• THE TASK: Exactness is required. Restate every entry as written.

Stored items

Issue #262, opened 2017-08-11
Contributing to the Hack typeface - create documentation


chrissimpkins:
- [x] design philosophy
- [x] design optimization targets
- [x] documentation for issue reporters
- [x] documentation for code contributors

chrissimpkins:
initial draft of design philosophy and optimization targets is available in the `contributing-docs` branch: 

https://github.com/source-foundry/Hack/blob/contributing-docs/CONTRIBUTING.md

chrissimpkins:
@burodepeper poke

when you have a chance

burodepeper:
@chrissimpkins I knew I had forgotten something. Will have a look today.

chrissimpkins:
relevant and associated with this discussion https://github.com/source-foundry/Hack/issues/271#issuecomment-323086804

chrissimpkins:
updated with IR and PR documentation in #275

chrissimpkins:
merged to master

PR #272, opened 2017-08-16
Update CONTRIBUTING.md

burodepeper:
/cc @chrissimpkins #262 

I haven't changed very much. I think it is important that this grows over time, but is kept as concise as possible at the same time.

### DIFF
--- a/CONTRIBUTING.md
+++ b/CONTRIBUTING.md
@@ -1,28 +1,24 @@
-## Hack Typeface Design
+# Hack Typeface Design
 
 Hack is a monospaced typeface that is designed to optimize the display of source code text.
 
+This document outlines the core ideas on which we build to continually improve Hack. Ideally, they serve as a final rationale to decide disputes of whatever nature.
 
-### Primary Design Targets
+## Design Targets
 
-- ASCII glyph set (used to display the body of all source code text)
-- font sizes between 8 - 14 px
-- cross-platform, cross font renderer support on Linux, OS X, and Windows operating systems
-- desktop text editor text displays
-- terminal emulator text displays
-- website text displays
-- print text displays
+Hack is a general purpose typeface for source code. The _needs of the many_ describe our core design targets. Generally, an issue that affects 90% of users, gets a higher priority than one that 'only' affects 10%.
+
+### Core
+
+- **ASCII glyph set**; generally speaking, all source code is limited to ASCII. Content/comments/documentation, on the other hand, often includes non-ASCII characters. The former gets precendence over the latter.
+- Font-sizes between **8-14 px**, line-height >= 1
+- **Cross-platform**, cross font renderer support on Linux, OS X, and Windows operating systems
+- Usage in **common developer scenarios** (on digital displays): text editors, terminals, embedded as webfont, etc.
+
+## Goals, areas of improvement
+
+- **Legibility** - establish differences in the appearance of similar glyph shapes so as to properly identify different Unicode code points
+- **Readability** - glyph shape and spacing optimizations to improve the capacity to read character-character, word-word, and code block-code block combinations in source code
+- **Visual semantics** - establish semantic commonalities for glyphs used in source code text and create common visual designs within these semantic groups
 
 
-### Primary Design Optimizations
-
-- legibility - establish differences in the appearance of similar glyph shapes so as to properly identify different Unicode code points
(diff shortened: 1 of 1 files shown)


burodepeper:
Indeed, Powerline is not a core target. I included terminals, because they're such a crucial part of the developer's workflow. I think we can apply the rules in the document already: ASCII first, Powerline (and others) second.

burodepeper:
I've read it again, and I don't know if it needs to be addressed separately. I think it is clear that the core focus is on ASCII, and once you start naming other variants and extensions, where do you stop?

I do think that the document needs a statement about variations of glyphs, such as a slashed zero, and to what extend that is part of the core effort. I think that we choose a primary variant, and that subsequent variants --while technically ASCII-- are of secondary concern also.

chrissimpkins:
> Indeed, Powerline is not a core target. I included terminals, because they're such a crucial part of the developer's workflow. I think we can apply the rules in the document already: ASCII first, Powerline (and others) second.

Agree. I think you are right.  This is answered with the ASCII glyph set point.

> I do think that the document needs a statement about variations of glyphs, such as a slashed zero, and to what extend that is part of the core effort

This is an excellent point.  My bias is that style modifications with major design adjustments for aesthetic reasons alone belong in forks.  These could be forks that we release ourselves, but forks nonetheless.  Before we commit to that, do you see an area for improvement in the style of any of the ASCII glyphs?  There will be work that is aimed at our optimization goals (including potentially relatively significant shape changes with the visual semantics goal that you are interested in), but is there anything that stands out from an aesthetic standpoint in need of change in your opinion?  I know this is purely subjective but there is a highly subjective component to font selection/use and I am interested in your thoughts.

> I think that we choose a primary variant, and that subsequent variants --while technically ASCII-- are of secondary concern also.

I'm not sure that I agree with this.  My current syntax highlighter is using a combination of italic and regular in the code itself and if I had the time to modify it I would probably add a touch of bold here and there.  I don't think that the amount of work is going to be significant enough that we will need to limit this to a single variant set and my expectation as a user would be at the very least a functional set of consistent optimizations across all of the released variants in the ASCII set.

chrissimpkins:
How do you want to handle merges?  Feel free to merge into `contributing-docs` from my standpoint or I am happy to take care of it.  

Once we settle on these pieces, the next step will be the issue reporting and PR documentation.  Shouldn't be too much trouble and I am happy to get started on it unless you have a strong desire to write the first draft.  Let me know.

burodepeper:
> >I think that we choose a primary variant, and that subsequent variants --while technically ASCII-- are of secondary concern also.

> I'm not sure that I agree with this.

Ah, that's not what I meant :) By variant, I meant a variant on a single glyph, dotted zero vs slashed zero.

> There will be work that is aimed at our optimization goals (including potentially relatively significant shape changes with the visual semantics goal that you are interested in), but is there anything that stands out from an aesthetic standpoint in need of change in your opinion?

Not change related, nothing major at least. I do want to have a thorough look at the alignment of all the punctuation in ASCII, basically everything except for the alphanumeric characters.

> How do you want to handle merges? Feel free to merge into contributing-docs from my standpoint or I am happy to take care of it.

I'll read through it again tomorrow with these last remarks. I'll merge this, and if you could then flesh out the issue reporting and pr docs, I can have a look at that over the weekend.

chrissimpkins:
> Ah, that's not what I meant :) By variant, I meant a variant on a single glyph, dotted zero vs slashed zero.

Ah, yes.  I suggest that we consider variant shapes something for separate forked projects.  Dotted zeroes, slashed zeroes, etc.  The new UFO source + scripted build process will make these forks very simple to make.  All that someone would need to do is drop a .glif file into the sets with a different design and rebuild with the script, then rename the fonts to generate a completely new fork.  If they modify a glyph that is manually hinted, they will need to modify the hinting script.  I was considering a repository to maintain variant glyphs that could be used for exactly this purpose along with a tool that will rename and version the fork.  This would be a very simple approach for someone who wants to create a fork and keep it current with changes in the Hack upstream.

> I'll merge this, and if you could then flesh out the issue reporting and pr docs, I can have a look at that over the weekend.

:+1:  sounds great.  will do.  thanks David

chrissimpkins:
Merged these changes and will continue work on `contributing-docs` branch.  Deleting temporary `burodepeper-patch-1` branch from the remote.

Will add information about glyph variants and approach to them.  Feel free to pick up work on the updated `contributing-docs` branch when you have time.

• RESPONSE TO THE TASK:
Issue #262, opened 2017-08-11
Contributing to the Hack typeface - create documentation


chrissimpkins:
- [x] design philosophy
- [x] design optimization targets
- [x] documentation for issue reporters
- [x] documentation for code contributors

chrissimpkins:
initial draft of design philosophy and optimization targets is available in the `contributing-docs` branch: 

https://github.com/source-foundry/Hack/blob/contributing-docs/CONTRIBUTING.md

chrissimpkins:
@burodepeper poke

when you have a chance

burodepeper:
@chrissimpkins I knew I had forgotten something. Will have a look today.

chrissimpkins:
relevant and associated with this discussion https://github.com/source-foundry/Hack/issues/271#issuecomment-323086804

chrissimpkins:
updated with IR and PR documentation in #275

chrissimpkins:
merged to master

PR #272, opened 2017-08-16
Update CONTRIBUTING.md

burodepeper:
/cc @chrissimpkins #262 

I haven't changed very much. I think it is important that this grows over time, but is kept as concise as possible at the same time.

### DIFF
--- a/CONTRIBUTING.md
+++ b/CONTRIBUTING.md
@@ -1,28 +1,24 @@
-## Hack Typeface Design
+# Hack Typeface Design
 
 Hack is a monospaced typeface that is designed to optimize the display of source code text.
 
+This document outlines the core ideas on which we build to continually improve Hack. Ideally, they serve as a final rationale to decide disputes of whatever nature.
 
-### Primary Design Targets
+## Design Targets
 
-- ASCII glyph set (used to display the body of all source code text)
-- font sizes between 8 - 14 px
-- cross-platform, cross font renderer support on Linux, OS X, and Windows operating systems
-- desktop text editor text displays
-- terminal emulator text displays
-- website text displays
-- print text displays
+Hack is a general purpose typeface for source code. The _needs of the many_ describe our core design targets. Generally, an issue that affects 90% of users, gets a higher priority than one that 'only' affects 10%.
+
+### Core
+
+- **ASCII glyph set**; generally speaking, all source code is limited to ASCII. Content/comments/documentation, on the other hand, often includes non-ASCII characters. The former gets precendence over the latter.
+- Font-sizes between **8-14 px**, line-height >= 1
+- **Cross-platform**, cross font renderer support on Linux, OS X, and Windows operating systems
+- Usage in **common developer scenarios** (on digital displays): text editors, terminals, embedded as webfont, etc.
+
+## Goals, areas of improvement
+
+- **Legibility** - establish differences in the appearance of similar glyph shapes so as to properly identify different Unicode code points
+- **Readability** - glyph shape and spacing optimizations to improve the capacity to read character-character, word-word, and code block-code block combinations in source code
+- **Visual semantics** - establish semantic commonalities for glyphs used in source code text and create common visual designs within these semantic groups
 
 
-### Primary Design Optimizations
-
-- legibility - establish differences in the appearance of similar glyph shapes so as to properly identify different Unicode code points
(diff shortened: 1 of 1 files shown)


burodepeper:
Indeed, Powerline is not a core target. I included terminals, because they're such a crucial part of the developer's workflow. I think we can apply the rules in the document already: ASCII first, Powerline (and others) second.

burodepeper:
I've read it again, and I don't know if it needs to be addressed separately. I think it is clear that the core focus is on ASCII, and once you start naming other variants and extensions, where do you stop?

I do think that the document needs a statement about variations of glyphs, such as a slashed zero, and to what extend that is part of the core effort. I think that we choose a primary variant, and that subsequent variants --while technically ASCII-- are of secondary concern also.

chrissimpkins:
> Indeed, Powerline is not a core target. I included terminals, because they're such a crucial part of the developer's workflow. I think we can apply the rules in the document already: ASCII first, Powerline (and others) second.

Agree. I think you are right.  This is answered with the ASCII glyph set point.

> I do think that the document needs a statement about variations of glyphs, such as a slashed zero, and to what extend that is part of the core effort

This is an excellent point.  My bias is that style modifications with major design adjustments for aesthetic reasons alone belong in forks.  These could be forks that we release ourselves, but forks nonetheless.  Before we commit to that, do you see an area for improvement in the style of any of the ASCII glyphs?  There will be work that is aimed at our optimization goals (including potentially relatively significant shape changes with the visual semantics goal that you are interested in), but is there anything that stands out from an aesthetic standpoint in need of change in your opinion?  I know this is purely subjective but there is a highly subjective component to font selection/use and I am interested in your thoughts.

> I think that we choose a primary variant, and that subsequent variants --while technically ASCII-- are of secondary concern also.

I'm not sure that I agree with this.  My current syntax highlighter is using a combination of italic and regular in the code itself and if I had the time to modify it I would probably add a touch of bold here and there.  I don't think that the amount of work is going to be significant enough that we will need to limit this to a single variant set and my expectation as a user would be at the very least a functional set of consistent optimizations across all of the released variants in the ASCII set.

chrissimpkins:
How do you want to handle merges?  Feel free to merge into `contributing-docs` from my standpoint or I am happy to take care of it.  

Once we settle on these pieces, the next step will be the issue reporting and PR documentation.  Shouldn't be too much trouble and I am happy to get started on it unless you have a strong desire to write the first draft.  Let me know.

burodepeper:
> >I think that we choose a primary variant, and that subsequent variants --while technically ASCII-- are of secondary concern also.

> I'm not sure that I agree with this.

Ah, that's not what I meant :) By variant, I meant a variant on a single glyph, dotted zero vs slashed zero.

> There will be work that is aimed at our optimization goals (including potentially relatively significant shape changes with the visual semantics goal that you are interested in), but is there anything that stands out from an aesthetic standpoint in need of change in your opinion?

Not change related, nothing major at least. I do want to have a thorough look at the alignment of all the punctuation in ASCII, basically everything except for the alphanumeric characters.

> How do you want to handle merges? Feel free to merge into contributing-docs from my standpoint or I am happy to take care of it.

I'll read through it again tomorrow with these last remarks. I'll merge this, and if you could then flesh out the issue reporting and pr docs, I can have a look at that over the weekend.

chrissimpkins:
> Ah, that's not what I meant :) By variant, I meant a variant on a single glyph, dotted zero vs slashed zero.

Ah, yes.  I suggest that we consider variant shapes something for separate forked projects.  Dotted zeroes, slashed zeroes, etc.  The new UFO source + scripted build process will make these forks very simple to make.  All that someone would need to do is drop a .glif file into the sets with a different design and rebuild with the script, then rename the fonts to generate a completely new fork.  If they modify a glyph that is manually hinted, they will need to modify the hinting script.  I was considering a repository to maintain variant glyphs that could be used for exactly this purpose along with a tool that will rename and version the fork.  This would be a very simple approach for someone who wants to create a fork and keep it current with changes in the Hack upstream.

> I'll merge this, and if you could then flesh out the issue reporting and pr docs, I can have a look at that over the weekend.

:+1:  sounds great.  will do.  thanks David

chrissimpkins:
Merged these changes and will continue work on `contributing-docs` branch.  Deleting temporary `burodepeper-patch-1` branch from the remote.

Will add information about glyph variants and approach to them.  Feel free to pick up work on the updated `contributing-docs` branch when you have time.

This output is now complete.